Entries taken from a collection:

PR #1760, opened 2022-01-31
Fix: Not using default date if invalid

Angamanga:
- Ignores default date if its an Invalid Date on editing and creating a post

Testing checklist:
- Add a new post to a survey with a date-field with a default-value that is not a date (for example a text-string)
- Look at the date-field
- [ ] It should be empty and not say "Invalid Date"
- Edit a post to a survey with a date-field with a default-value that is not a date (for example a text-string). The post should not have any data for the date-field
- Look at the date-field
- [ ] It should be empty and not say "Invalid Date"

Fixes ushahidi/platform# .

Ping @ushahidi/platform

### DIFF
--- a/legacy/app/data/post-create/post-editor.directive.js
+++ b/legacy/app/data/post-create/post-editor.directive.js
@@ -132,8 +132,11 @@ function PostEditorController(
                             attr.value.value = dayjs(attr.value.value).format('YYYY-MM-DD');
                         } else if (attr.default) {
                             try {
-                                attr.value.value = dayjs(new Date(attr.default).format('YYYY-MM-DD'));
-                            } catch (err) {
+                                let defaultValue = dayjs(new Date(attr.default)).format('YYYY-MM-DD');
+                                // Safeguarding against invalid default dates below. We should add validation in the survey setup instead
+                                if (defaultValue !== 'Invalid Date') {
+                                    attr.value.value = defaultValue;
+                                }                            } catch (err) {
                                 // What do do if the default-value is in the wrong format? Probably validate that field in the first place?
                             }
                         } else {
--- a/legacy/app/data/post-create/post-editor.directive.js
+++ b/legacy/app/data/post-create/post-editor.directive.js
@@ -132,14 +132,16 @@ function PostEditorController(
                             attr.value.value = dayjs(attr.value.value).format('YYYY-MM-DD');
                         } else if (attr.default) {
                             try {
-                                let defaultValue = dayjs(new Date(attr.default)).format('YYYY-MM-DD');
+                                let defaultValue = dayjs(new Date(attr.default))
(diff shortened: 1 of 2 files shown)


legacy/app/data/post-create/post-editor.directive.js
```diff
@@ -132,8 +132,11 @@ function PostEditorController(
                             attr.value.value = dayjs(attr.value.value).format('YYYY-MM-DD');
                         } else if (attr.default) {
                             try {
-                                attr.value.value = dayjs(new Date(attr.default).format('YYYY-MM-DD'));
-                            } catch (err) {
+                                let defaultValue = dayjs(new Date(attr.default)).format('YYYY-MM-DD');
+                                // Safeguarding against invalid default dates below. We should add validation in the survey setup instead
+                                if (defaultValue !== 'Invalid Date') {
+                                    attr.value.value = defaultValue;
+                                }                            } catch (err) {
```
tuxpiper, line 139: Please check the indentation here, I don't usually look too much into it but this is a bit too much off :)

legacy/app/data/post-create/post-editor.directive.js
```diff
@@ -132,8 +132,11 @@ function PostEditorController(
                             attr.value.value = dayjs(attr.value.value).format('YYYY-MM-DD');
                         } else if (attr.default) {
                             try {
-                                attr.value.value = dayjs(new Date(attr.default).format('YYYY-MM-DD'));
-                            } catch (err) {
+                                let defaultValue = dayjs(new Date(attr.default)).format('YYYY-MM-DD');
+                                // Safeguarding against invalid default dates below. We should add validation in the survey setup instead
+                                if (defaultValue !== 'Invalid Date') {
```
tuxpiper, line 137: Are we reasonably confident this is going to be "Invalid Date" regardless of environment, new versions etc.. ?  Is there something easily available but also less likely to change? (i.e. an object type or property)

tuxpiper (changes requested):

tuxpiper:
Would it be safe to assume we should follow up with one like this, but for datetime?

legacy/app/data/post-create/post-editor.directive.js
Angamanga: That is awful! Fixed!

legacy/app/data/post-create/post-editor.directive.js
Angamanga: Good point. Changed this a bit.

tuxpiper (approved):
Looks good to me 👍

Angamanga:
@Obadha2 Ready for QA 🎉

tuxpiper:
Goes together with ushahidi/platform#4395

Problem statement:
All the entries above are to be transcribed without any alteration.

Exercise result:
PR #1760, opened 2022-01-31
Fix: Not using default date if invalid

Angamanga:
- Ignores default date if its an Invalid Date on editing and creating a post

Testing checklist:
- Add a new post to a survey with a date-field with a default-value that is not a date (for example a text-string)
- Look at the date-field
- [ ] It should be empty and not say "Invalid Date"
- Edit a post to a survey with a date-field with a default-value that is not a date (for example a text-string). The post should not have any data for the date-field
- Look at the date-field
- [ ] It should be empty and not say "Invalid Date"

Fixes ushahidi/platform# .

Ping @ushahidi/platform

### DIFF
--- a/legacy/app/data/post-create/post-editor.directive.js
+++ b/legacy/app/data/post-create/post-editor.directive.js
@@ -132,8 +132,11 @@ function PostEditorController(
                             attr.value.value = dayjs(attr.value.value).format('YYYY-MM-DD');
                         } else if (attr.default) {
                             try {
-                                attr.value.value = dayjs(new Date(attr.default).format('YYYY-MM-DD'));
-                            } catch (err) {
+                                let defaultValue = dayjs(new Date(attr.default)).format('YYYY-MM-DD');
+                                // Safeguarding against invalid default dates below. We should add validation in the survey setup instead
+                                if (defaultValue !== 'Invalid Date') {
+                                    attr.value.value = defaultValue;
+                                }                            } catch (err) {
                                 // What do do if the default-value is in the wrong format? Probably validate that field in the first place?
                             }
                         } else {
--- a/legacy/app/data/post-create/post-editor.directive.js
+++ b/legacy/app/data/post-create/post-editor.directive.js
@@ -132,14 +132,16 @@ function PostEditorController(
                             attr.value.value = dayjs(attr.value.value).format('YYYY-MM-DD');
                         } else if (attr.default) {
                             try {
-                                let defaultValue = dayjs(new Date(attr.default)).format('YYYY-MM-DD');
+                                let defaultValue = dayjs(new Date(attr.default))
(diff shortened: 1 of 2 files shown)


legacy/app/data/post-create/post-editor.directive.js
```diff
@@ -132,8 +132,11 @@ function PostEditorController(
                             attr.value.value = dayjs(attr.value.value).format('YYYY-MM-DD');
                         } else if (attr.default) {
                             try {
-                                attr.value.value = dayjs(new Date(attr.default).format('YYYY-MM-DD'));
-                            } catch (err) {
+                                let defaultValue = dayjs(new Date(attr.default)).format('YYYY-MM-DD');
+                                // Safeguarding against invalid default dates below. We should add validation in the survey setup instead
+                                if (defaultValue !== 'Invalid Date') {
+                                    attr.value.value = defaultValue;
+                                }                            } catch (err) {
```
tuxpiper, line 139: Please check the indentation here, I don't usually look too much into it but this is a bit too much off :)

legacy/app/data/post-create/post-editor.directive.js
```diff
@@ -132,8 +132,11 @@ function PostEditorController(
                             attr.value.value = dayjs(attr.value.value).format('YYYY-MM-DD');
                         } else if (attr.default) {
                             try {
-                                attr.value.value = dayjs(new Date(attr.default).format('YYYY-MM-DD'));
-                            } catch (err) {
+                                let defaultValue = dayjs(new Date(attr.default)).format('YYYY-MM-DD');
+                                // Safeguarding against invalid default dates below. We should add validation in the survey setup instead
+                                if (defaultValue !== 'Invalid Date') {
```
tuxpiper, line 137: Are we reasonably confident this is going to be "Invalid Date" regardless of environment, new versions etc.. ?  Is there something easily available but also less likely to change? (i.e. an object type or property)

tuxpiper (changes requested):

tuxpiper:
Would it be safe to assume we should follow up with one like this, but for datetime?

legacy/app/data/post-create/post-editor.directive.js
Angamanga: That is awful! Fixed!

legacy/app/data/post-create/post-editor.directive.js
Angamanga: Good point. Changed this a bit.

tuxpiper (approved):
Looks good to me 👍

Angamanga:
@Obadha2 Ready for QA 🎉

tuxpiper:
Goes together with ushahidi/platform#4395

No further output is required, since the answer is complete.